------ Recorded data ------

PR #1361, opened 2015-01-20
Use cudnn max pooling when possible

JesseLivezey:
Equivalent to pylearn2.mlp.max_pool() but with cuDNN pooling.

In a 5 layer mlp with 2 to 3 layers of convolution and pooling, the version with cuDNN was 25-40% faster.

- [x] write a test
- [x] write more thorough comparison test
- [x] fix max pooling when strides > shape

Note that since the implementation of cudnn mean pooling is not the same between versions and theano supports multiple versions, it's not easy to support mean pooling with cudnn and get consistent results. Mabye once cudnn stabilizes it can be added more easily.

### DIFF
--- a/pylearn2/models/mlp.py
+++ b/pylearn2/models/mlp.py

------

## Exercise description
Could you reproduce, exactly, every line above from the line with "- [x] write more thorough comparison test" to the line with "- [x] fix max pooling when strides > shape", and no other line? Both ends count.

## Answer
- [x] write more thorough comparison test
- [x] fix max pooling when strides > shape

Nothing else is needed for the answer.